Good intellectual excercises like Newcomb?

What are some good examples of things like the Newcomb paradox (Amazingly accurate predictor makes a prediction about whether you will take box a or box a+b, guaranteed $1000 in box b, $1million in box a only if he predicts you will leave box b behind, no tampering after he makes prediction.)?

Ideally I’m looking for things for things that have no agreed upon “right” answer. (I certainly think there is only 1 right answer to Newcomb but it isn’t agreed by everybody.)

Things like Monty Hall which have a clear fixed answer, even if it may be counter-intuative to some and some may be too stubborn or dense to get it even after having it explained, are not what I’m after.
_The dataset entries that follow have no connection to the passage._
PR #315, opened 2020-07-28
Batch Metrics API

ricardolstephen:
*Issue #:*
#335 

*Description of changes:*
Batch Metrics API implementation
Associated PA change: https://github.com/opendistro-for-elasticsearch/performance-analyzer/pull/159

*Tests:*
* Test config and cluster config requests
* Test no batch metrics files when disabled
* Test 85 metrics files when batch metrics enabled
* Test querying 5min of data
* Test querying into the future fails
* Test querying past the retention period fails
* Test with sampling periods of 5s, 10s, 20s
* Test that metricsdb files older than the retention period are cleaned up
* Test that files are cleaned up when batch metrics is disabled
* Test another enable-disable cycle
* Test that the max datapoints value (100800) is respected
* Test that invalid "batch-metrics-retention-period-minutes" values (0, 61) are rejected and valid values (1, 60) are accepted.
* Test that metricsdb files are not cleaned up if "cleanup-metrics-db-files" is disabled (verify this across multiple enable-disable cycles)
* Test that querying past the retention period fails even when "cleanup-metrics-db-files" is disabled
* Test that nodes with and without the batch metrics feature can co-exist in a cluster:
  * Test that nodes with batch metrics can join the cluster and correctly enable and disable it from the cluster state.
  * Test that both types of nodes can correctly enable and disable rca and logging from the cluster state without affecting the state of batch metrics
* Test that missing or corrupt metricsdb files result in the appropriate error messages.


src/main/java/com/amazon/opendistro/elasticsearch/performanceanalyzer/PerformanceAnalyzerApp.java
```diff
@@ -66,6 +67,7 @@
 
   private static final int EXCEPTION_QUEUE_LENGTH = 1;
   public static final String QUERY_URL = "/_opendistro/_performanceanalyzer/metrics";
+  public static final String BATCH_METRICS_URL = "/_opendistro/_performanceanalyzer/batch";
```
yojs, line 70: Please change the README accordingly to document the new url and details for this

src/main/java/com/amazon/opendistro/elasticsearch/performanceanalyzer/config/PluginSettings.java
```diff
@@ -44,6 +45,9 @@
   private static final int DELETION_INTERVAL_MAX = 60;
   private static final String HTTPS_ENABLED = "https-enabled";
   private static final String WRITER_QUEUE_SIZE = "writer-queue-size";
+  private static final String BATCH_METRICS_RETENTION_PERIOD = "batch-metrics-retention-period";
+  private static final long BATCH_METRICS_RETENTION_PERIOD_DEFAULT = 7;  // 7 minutes of metrics
+  private static final long BATCH_METRICS_RETENTION_PERIOD_LIMIT = 60;
```
yojs, line 50: Can we add the time unit in the variable name such as
`BATCH_METRICS_RETENTION_PERIOD_DEFAULT_MINS` and so on ?

src/main/java/com/amazon/opendistro/elasticsearch/performanceanalyzer/config/PluginSettings.java
```diff
@@ -44,6 +45,9 @@
   private static final int DELETION_INTERVAL_MAX = 60;
   private static final String HTTPS_ENABLED = "https-enabled";
   private static final String WRITER_QUEUE_SIZE = "writer-queue-size";
+  private static final String BATCH_METRICS_RETENTION_PERIOD = "batch-metrics-retention-period";
+  private static final long BATCH_METRICS_RETENTION_PERIOD_DEFAULT = 7;  // 7 minutes of metrics
```
yojs, line 49: Also can we add javadoc comments describing the variables ?

src/main/java/com/amazon/opendistro/elasticsearch/performanceanalyzer/config/PluginSettings.java
```diff
@@ -59,6 +63,8 @@
   private Properties settings;
   private final String configFilePath;
 
+  private long batchMetricsRetentionPeriod;
```
yojs, line 66: Please add the timeunit as the variable name

src/main/java/com/amazon/opendistro/elasticsearch/performanceanalyzer/config/PluginSettings.java
```diff
@@ -156,11 +178,12 @@ private PluginSettings(String cfPath) {
     }
     LOG.info(
         "Config: metricsLocation: {}, metricsDeletionInterval: {}, httpsEnabled: {},"
-            + " cleanup-metrics-db-files: {}",
+            + " cleanup-metrics-db-files: {}, batch-metrics-retention-period: {}",
```
yojs, line 181: Let's add the unit here as well, so that it is reflected in the logs

src/main/java/com/amazon/opendistro/elasticsearch/performanceanalyzer/config/PluginSettings.java
```diff
@@ -271,4 +294,26 @@ private void loadMetricsDBFilesCleanupEnabled() {
...
+  private void loadBatchMetricsRetentionPeriodFromConfig() {
+    if (!settings.containsKey(BATCH_METRICS_RETENTION_PERIOD)) {
+      return;
+    }
+
+    long parsedRetentionPeriod;
+    try {
+      parsedRetentionPeriod = Long.parseLong(settings.getProperty(BATCH_METRICS_RETENTION_PERIOD));
+      if (parsedRetentionPeriod <= 0 || parsedRetentionPeriod > BATCH_METRICS_RETENTION_PERIOD_LIMIT) {
+        throw new InvalidParameterException();
```
yojs, line 307: We are throwing an exception here but maybe we should just log an error and use default values ?

src/main/java/com/amazon/opendistro/elasticsearch/performanceanalyzer/config/PluginSettings.java
```diff
@@ -271,4 +294,26 @@ private void loadMetricsDBFilesCleanupEnabled() {
...
+      }
+      batchMetricsRetentionPeriod = parsedRetentionPeriod;
+    } catch (NumberFormatException | InvalidParameterException e) {
+      LOG.error(
+              (Supplier<?>)
+                      () ->
+                              new ParameterizedMessage(
+                                      "Invalid batch-metrics-retention-period. Using default value {}.", batchMetricsRetentionPeriod),
+              e);
```
yojs, line 316: same here. Log error and then we should just use the defaults.

Also you can log error simply as:

`LOG.error("my error message: {}", myParam)`

src/main/java/com/amazon/opendistro/elasticsearch/performanceanalyzer/metricsdb/MetricsDB.java
```diff
@@ -84,6 +85,15 @@ public MetricsDB(long windowStartTime) throws Exception {
     create = DSL.using(conn, SQLDialect.SQLITE);
   }
 
+  public static MetricsDB fetchExisting(long windowStartTime) throws Exception {
+    String filePath = PluginSettings.instance()
+            .getSettingValue(DB_FILE_PREFIX_PATH_CONF_NAME, DB_FILE_PREFIX_PATH_DEFAULT) + windowStartTime;
+    if (!(new File(filePath)).exists()) {
+      throw new FileNotFoundException(String.format("MetricsDB file %s could not be found.", filePath));
```
yojs, line 92: The new changes should not crash the system. we should handle this gracefully.

Also, can we add javadoc comments to public methods ?

src/main/java/com/amazon/opendistro/elasticsearch/performanceanalyzer/metricsdb/MetricsDB.java
```diff
@@ -239,6 +249,21 @@ public void putMetric(Metric<Double> metric, Dimensions dimensions, long windowS
     return create.select().from(DSL.table(metric)).fetch();
   }
 
+  public Result<Record> queryMetric(String metric, Collection<String> dimensions, int limit) {
+    if (!DBUtils.checkIfTableExists(create, metric)) {
+      return null;
```
yojs, line 254: Can we return empty Object instead of null ?

src/main/java/com/amazon/opendistro/elasticsearch/performanceanalyzer/metricsdb/MetricsDB.java
```diff
@@ -239,6 +249,21 @@ public void putMetric(Metric<Double> metric, Dimensions dimensions, long windowS
...
+    }
+    if (limit < 0) {
+      throw new IllegalArgumentException("Limit must be non-negative");
```
yojs, line 257: This is too late to validate if the limit is negative. Maybe we should do it up in the call handling stack ?

ricardolstephen: Such a check is enforced multiple times in QueryBatchRequestHandler. The check is also included here in MetricsDB since adding this function expands the API of MetricsDB, and such a check is required for the new expanded API.

src/main/java/com/amazon/opendistro/elasticsearch/performanceanalyzer/metricsdb/MetricsDB.java
ricardolstephen: We return a null here to stay consistent with the other queryMetric method:
public Result<Record> queryMetric(List<String> metrics, List<String> aggregations, List<String> dimensions) throws Exception

src/main/java/com/amazon/opendistro/elasticsearch/performanceanalyzer/reader/ReaderMetricsProcessor.java
```diff
@@ -201,8 +219,41 @@ public void trimOldSnapshots() throws Exception {
     trimMap(shardRqMetricsMap, RQ_SNAPSHOTS);
     trimMap(httpRqMetricsMap, HTTP_RQ_SNAPSHOTS);
     trimMap(masterEventMetricsMap, MASTER_EVENT_SNAPSHOTS);
-    trimDatabases(
-        metricsDBMap, MAX_DATABASES, PluginSettings.instance().shouldCleanupMetricsDBFiles());
+
+    boolean deleteDBFiles = PluginSettings.instance().shouldCleanupMetricsDBFiles();
+    if (metricsDBMap.size() > MAX_DATABASES) {
+      Map.Entry<Long, MetricsDB> lowestEntry = metricsDBMap.pollFirstEntry();
```
sidheart, line 225: by lowest do you mean oldest?

src/main/java/com/amazon/opendistro/elasticsearch/performanceanalyzer/reader/ReaderMetricsProcessor.java
```diff
@@ -201,8 +219,41 @@ public void trimOldSnapshots() throws Exception {
...
+      if (lowestEntry != null) {
+        Long key = lowestEntry.getKey();
+        MetricsDB value = lowestEntry.getValue();
+        value.remove();
+        if (deleteDBFiles && !batchMetricsDBSet.contains(key)) {
+          value.deleteOnDiskFile();
```
sidheart, line 231: This logic should be placed into the trimDatabases function

src/main/java/com/amazon/opendistro/elasticsearch/performanceanalyzer/reader/ReaderMetricsProcessor.java
```diff
@@ -696,6 +750,24 @@ public void deleteDBs() throws Exception {
...
+   * This is called by operations outside of the ReaderMetricsProcessor.
+   *
+   * @return A list of the timestamps associated with MetricsDB files. The oldest of the MetricsDB files typically
+   *     have a lifetime of ~SAMPLING_INTERVAL seconds (no less than SAMPLING_INTERVAL/2 seconds). Null if batch
+   *     metrics is disabled.
+   */
+  public NavigableSet<Long> getBatchMetrics() {
+    if (batchMetricsEnabled) {
+      TreeSet<Long> batchMetricsDBSetCopy = new TreeSet<>(batchMetricsDBSet.clone());
+      while (batchMetricsDBSetCopy.size() > PluginSettings.instance().getBatchMetricsRetentionPeriod() * 12) {
```
sidheart, line 763: Add a comment about why you're using 12 b/c of the 5s snapshots. Also make it evident that the retention period is in minutes

src/main/java/com/amazon/opendistro/elasticsearch/performanceanalyzer/reader/ReaderMetricsProcessor.java
```diff
@@ -201,8 +219,41 @@ public void trimOldSnapshots() throws Exception {
...
+      batchMetricsDBSet.clear();
+    }
+    readBatchMetricsEnabledFromConf();
+    // The (retentionPeriod * 12 + 1)'th database can be safely removed, since getBatchMetrics never returns more than
+    // the (retentionPeriod * 12) freshest metrics files.
+    if (batchMetricsDBSet.size() > PluginSettings.instance().getBatchMetricsRetentionPeriod() * 12 + 1) {
+      Long timestamp = batchMetricsDBSet.pollFirst();
+      if (deleteDBFiles && !metricsDBMap.containsKey(timestamp)) {
+        MetricsDB.deleteOnDiskFile(timestamp);
+      }
```
sidheart, line 255: This should be a while loop

src/main/java/com/amazon/opendistro/elasticsearch/performanceanalyzer/reader/ReaderMetricsProcessor.java
```diff
@@ -201,8 +219,41 @@ public void trimOldSnapshots() throws Exception {
...
+    if (metricsDBMap.size() > MAX_DATABASES) {
+      Map.Entry<Long, MetricsDB> lowestEntry = metricsDBMap.pollFirstEntry();
+      if (lowestEntry != null) {
+        Long key = lowestEntry.getKey();
+        MetricsDB value = lowestEntry.getValue();
+        value.remove();
+        if (deleteDBFiles && !batchMetricsDBSet.contains(key)) {
+          value.deleteOnDiskFile();
+        }
+      }
```
sidheart, line 233: This should be a while loop

src/main/java/com/amazon/opendistro/elasticsearch/performanceanalyzer/config/PluginSettings.java
ricardolstephen: Will add this documentation to the batchMetricsRetentionPeriod variable (this is what was done for the other parameters also).

src/main/java/com/amazon/opendistro/elasticsearch/performanceanalyzer/config/PluginSettings.java
ricardolstephen: Yes, that would be a good idea.

src/main/java/com/amazon/opendistro/elasticsearch/performanceanalyzer/config/PluginSettings.java
ricardolstephen: Yes

src/main/java/com/amazon/opendistro/elasticsearch/performanceanalyzer/config/PluginSettings.java
ricardolstephen: Yes

src/main/java/com/amazon/opendistro/elasticsearch/performanceanalyzer/metricsdb/MetricsDB.java
```diff
@@ -84,6 +85,15 @@ public MetricsDB(long windowStartTime) throws Exception {
     create = DSL.using(conn, SQLDialect.SQLITE);
   }
 
+  public static MetricsDB fetchExisting(long windowStartTime) throws Exception {
+    String filePath = PluginSettings.instance()
```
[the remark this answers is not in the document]
ricardolstephen: getDBFilePath can't be called from a static context -- it's an instance method that depends on the windowStartTime field.

src/main/java/com/amazon/opendistro/elasticsearch/performanceanalyzer/metricsdb/MetricsDB.java
ricardolstephen: This change would not crash the system. The QueryBatchRequestHandler (the only place where this is used) catches it exception and handles it appropriately. Also, this code here isn't introducing any new error cases -- it has the same abstraction of throwing an error if there is any issue accessing the file or creating a jdbc connection to it as the MetricsDB constructor.

src/main/java/com/amazon/opendistro/elasticsearch/performanceanalyzer/metricsdb/MetricsDB.java
```diff
@@ -259,6 +284,19 @@ public void deleteOnDiskFile() {
     }
   }
 
+  public static void deleteOnDiskFile(long windowStartTime) {
+    String dbFilePath = PluginSettings.instance()
+            .getSettingValue(DB_FILE_PREFIX_PATH_CONF_NAME, DB_FILE_PREFIX_PATH_DEFAULT) + windowStartTime;
```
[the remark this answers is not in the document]
ricardolstephen: getDBFilePath can't be called from a static context -- it's an instance method that depends on the windowStartTime field.

src/main/java/com/amazon/opendistro/elasticsearch/performanceanalyzer/reader/ReaderMetricsProcessor.java
ricardolstephen: Yes, will change the variable names to reflect this.

src/main/java/com/amazon/opendistro/elasticsearch/performanceanalyzer/reader/ReaderMetricsProcessor.java
ricardolstephen: trimDatabases currently doesn't accept a parameter that would allow us to retain the db if it is in batchMetricsDBSet. trimDatabases could be modified to include such logic. However, such a change wouldn't really contribute much, as trimDatabases is only used in timOldSnapshots. Moving it out of trimOldSnapshots would also not even help with testing, as there are two other different trimming-related procedures in trimOldSnapshots.

src/main/java/com/amazon/opendistro/elasticsearch/performanceanalyzer/reader/ReaderMetricsProcessor.java
ricardolstephen: Agreed

src/main/java/com/amazon/opendistro/elasticsearch/performanceanalyzer/reader/ReaderMetricsProcessor.java
ricardolstephen: Agreed

src/main/java/com/amazon/opendistro/elasticsearch/performanceanalyzer/reader/ReaderMetricsProcessor.java
ricardolstephen: An understanding of the 5s snapshots should be obvious to the reader of this code. The connection to the 12 should be pretty readily understood.
Agreed on the minutes unit for the retention period -- the method itself will be renamed to say "Minutes". This should further make the connection for the first part obvious.

src/main/java/com/amazon/opendistro/elasticsearch/performanceanalyzer/metricsdb/MetricsDB.java
ricardolstephen: Agreed about the javadocs.

src/main/java/com/amazon/opendistro/elasticsearch/performanceanalyzer/config/PluginSettings.java
ricardolstephen: Joydeep, if any exception is thrown here, the batchMetricsRetentionPeriodMinutes value will not have been modified (since it is in the last line of the try block), and so the default value will be retained. Additionally, the method itself catches the thrown Exception and logs it.

ricardolstephen: Sid, Sruti's pr is only about disabling the reader if the config file cannot be found. It was not about disabling the reader if values cannot be correctly parsed from the config file -- using the default value for these cases is the desired behavior.

src/main/java/com/amazon/opendistro/elasticsearch/performanceanalyzer/PerformanceAnalyzerApp.java
ricardolstephen: Agreed, documentation has been added to the README in the performance-analyzer repository.

src/main/java/com/amazon/opendistro/elasticsearch/performanceanalyzer/config/PluginSettings.java
ricardolstephen: Agreed, updated the error logging call.

src/main/java/com/amazon/opendistro/elasticsearch/performanceanalyzer/metricsdb/MetricsDB.java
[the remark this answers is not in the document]
sidheart: The way you have it now, the same logic is in 2 different places. Change getDBFilePath to call a function like

static String getActualFilePath(long windowStartTime) {
 // PluginSettings.instance().getSettingValue(...)
}

have getDBFilePath and fetchExisting call this method

src/main/java/com/amazon/opendistro/elasticsearch/performanceanalyzer/metricsdb/MetricsDB.java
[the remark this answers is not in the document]
sidheart: See above

src/main/java/com/amazon/opendistro/elasticsearch/performanceanalyzer/rest/QueryBatchRequestHandler.java
```diff
@@ -0,0 +1,309 @@
...
+        for (metricIndex += 1; metricIndex < numMetrics; metricIndex++) {
+          metric = metrics.get(metricIndex);
+          results = db.queryMetric(metric, MetricsModel.ALL_METRICS.get(metric).dimensionNames, maxDatapoints);
+          if (results != null) {
+            maxDatapoints -= results.size();
+            if (maxDatapoints == 0) {
+              throw new InvalidParameterException(String.format("requested data exceeds the %d datapoints limit", DEFAULT_MAX_DATAPOINTS));
+            }
+            builder.append(",\"");
+            builder.append(metric);
```
sidheart, line 263: I've already commented on this to Ricardo. I think it's better to avoid tight coupling between the JSON response construction and the actual sampling and querying of the metrics. 

However, since today there are no components that would actually need the batching logic outside of the REST layer, and since this is an L0 solution, I've said that I'd note my concern here and +1.

sidheart: Does anyone else have a strong opinion on this? @yojs @vigyasharma

src/main/java/com/amazon/opendistro/elasticsearch/performanceanalyzer/metricsdb/MetricsDB.java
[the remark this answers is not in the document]
ricardolstephen: Sounds reasonable

src/main/java/com/amazon/opendistro/elasticsearch/performanceanalyzer/rest/QueryBatchRequestHandler.java
```diff
@@ -0,0 +1,309 @@
...
+    Long metricsTimestamp = batchMetrics.ceiling(startTime);
+    if (metricsTimestamp != null && metricsTimestamp < endTime) {
+      maxDatapoints = appendMetrics(metricsTimestamp, metrics, responseJson, maxDatapoints);
+      metricsTimestamp = metricsTimestamp - metricsTimestamp % samplingPeriod + samplingPeriod;
+      metricsTimestamp = batchMetrics.ceiling(metricsTimestamp);
+      while (metricsTimestamp != null && metricsTimestamp < endTime) {
+        responseJson.append(",");
+        maxDatapoints = appendMetrics(metricsTimestamp, metrics, responseJson, maxDatapoints);
+        metricsTimestamp = metricsTimestamp - metricsTimestamp % samplingPeriod + samplingPeriod;
+        metricsTimestamp = batchMetrics.ceiling(metricsTimestamp);
```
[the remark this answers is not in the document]
ricardolstephen: This is round down.

src/main/java/com/amazon/opendistro/elasticsearch/performanceanalyzer/rest/QueryBatchRequestHandler.java
ricardolstephen: If we find a use for such decoupling, perhaps we can modify the implementation with such changes. However, for now, this approach will work, and it removes the need for additional investigation (for example, this would increase processing time, and stringifying a Batch Metrics Response object would double the peak memory usage of this component).

src/main/java/com/amazon/opendistro/elasticsearch/performanceanalyzer/rest/QueryBatchRequestHandler.java
```diff
@@ -0,0 +1,309 @@
...
+
+  private static final Logger LOG = LogManager.getLogger(QueryBatchRequestHandler.class);
+
+  private static final int TIME_OUT_VALUE = 2;
+  private static final TimeUnit TIME_OUT_UNIT = TimeUnit.SECONDS;
+  private NetClient netClient;
+  MetricsRestUtil metricsRestUtil;
+
+  public static final int DEFAULT_MAX_DATAPOINTS = 100800;  // Must be non-negative
+  public static final long DEFAULT_SAMPLING_PERIOD = 5000;  // Must be a multiple of 5000
```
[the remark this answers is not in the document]
ricardolstephen: Sure

src/main/java/com/amazon/opendistro/elasticsearch/performanceanalyzer/rest/QueryBatchRequestHandler.java
```diff
@@ -0,0 +1,309 @@
...
+    builder.append("\":{");
+    MetricsDB db = MetricsDB.fetchExisting(timestamp);
+    for (int metricIndex = 0, numMetrics = metrics.size(); metricIndex < numMetrics; metricIndex++) {
+      String metric = metrics.get(metricIndex);
+      Result<Record> results = db.queryMetric(metric, MetricsModel.ALL_METRICS.get(metric).dimensionNames, maxDatapoints);
+      if (results != null) {
+        maxDatapoints -= results.size();
+        if (maxDatapoints == 0) {
+          throw new InvalidParameterException(String.format("requested data exceeds the %d datapoints limit", DEFAULT_MAX_DATAPOINTS));
+        }
```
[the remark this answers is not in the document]
ricardolstephen: `results.size() cannot be ` cannot be > `maxDatapoints`, since `maxDatapoints` is supplied as the limit when invoking `db.queryMetric`.

`DEFAULT_MAX_DATAPOINTS` cannot be overridden. It is an internal safeguard to ensure that the user does not break their system by exceeding a memory limit. Even if we allowed the user to configure the max datapoints, we would still need an internal limit to ensure no excessive values are supplied. Until more clear internal limits are identified, we ought to leave configurability off the table in favor of safety. Additionally, these changes may further be obviated if pagination is introduced in the future.

src/main/java/com/amazon/opendistro/elasticsearch/performanceanalyzer/rest/QueryBatchRequestHandler.java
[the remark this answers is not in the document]
sidheart: If metricsTimestamp is 1 with a samplingPeriod of 5 then the new metricsTimestamp becomes 5 and you return all metrics with a timestamp bigger than 5. How is that rounding down? Is this what you intended?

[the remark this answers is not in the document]
ricardolstephen: The starttime and enddtime's supplied by the user are rounded down in line 193-194. The code here is for when you're calculating all the timestamps you want to collect data from.

This is what the code here does:
1. metricsTimestamp = 0, samplingperiod = 30
2. Line 292 -> metricsTimestamp = 30
3. Line 293 -> metricsTimestamp = 65 (imagine the data between 30-60 is missing).
4. Next cycle
5. Line 292 -> metricsTimestamp = 90
...

src/test/java/com/amazon/opendistro/elasticsearch/performanceanalyzer/rest/QueryBatchRequestHandlerTest.java
```diff
@@ -0,0 +1,516 @@
...
+import java.util.TreeSet;
+
+import org.junit.Assert;
+import org.junit.Before;
+import org.junit.BeforeClass;
+import org.junit.Test;
+import org.mockito.ArgumentMatchers;
+import org.mockito.Mockito;
+
+public class QueryBatchRequestHandlerTest {
```
yojs, line 53: can we please make all method names camelCase ?

src/main/java/com/amazon/opendistro/elasticsearch/performanceanalyzer/metricsdb/MetricsDB.java
```diff
@@ -84,6 +89,21 @@ public MetricsDB(long windowStartTime) throws Exception {
     create = DSL.using(conn, SQLDialect.SQLITE);
   }
 
+  /**
+   * Returns a MetricsDB handle associated with an existing metricsdb file.
```
yojs, line 93: Will calling it the latest metricDB file be more appropriate ?

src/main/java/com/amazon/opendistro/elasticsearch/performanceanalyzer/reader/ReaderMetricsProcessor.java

Also the scenario should be simple enough to be able to explain in a chat session with a casino dealer. Anybody got any good examples?

You might like the recreational logic puzzles of Raymond Smullyan. I particularly enjoyed What is the Name of this Book?

Martin Gardner’s Unexpected Hanging https://www.amazon.com/Unexpected-Hanging-Other-Mathematical-Diversions/dp/0226282562 has some good ones - including the Unexpected Hanging itself (https://en.wikipedia.org/wiki/Unexpected_hanging_paradox).

William Poundstone’s Labyrinths of Reason: Paradox, Puzzles, and the Frailty of Knowledge is probably right up your alley, too.

The St. Petersburg Paradox is a good one.

The St Petersburg Paradox, isn’t really a paradox and doesn’t fit the OP. There is an simple answer to it – namely people don’t evaluate gambles like that at there expected value.

Even if you don’t go to expected utility theory or some alternate, there is still some upper bound you could possibly receive, say a billion maybe if playing against another person. So the prizes stop doubling after 30 coin tosses. Now 30 consecutive heads or tails has a chance of a in a billion and might logically be ignored, but setting the price to 1 billion from there on out reduces the expected value of the gamble to something like 30 dollars which, the last I looked, was quite a bit less than infinity.

Maybe if you were playing against the US Treasury the expected value might be 50.

Well perhaps you should rewrite the wikipedia article to make it clear that your solution is the only correct one and explain why the others are incorrect.

The SPP seems to me to fit the OP better than any of the other ideas in this thread so far. Most of Smullyan’s and Gardner’s puzzles have clear and universally agreed on solutions. The SPP does not.

How about the two envelope paradox?

You’re given two envelopes and told that both contain a sum of money and that one contains twice as much money as the other. You cannot determine from examining the envelopes how much either contains.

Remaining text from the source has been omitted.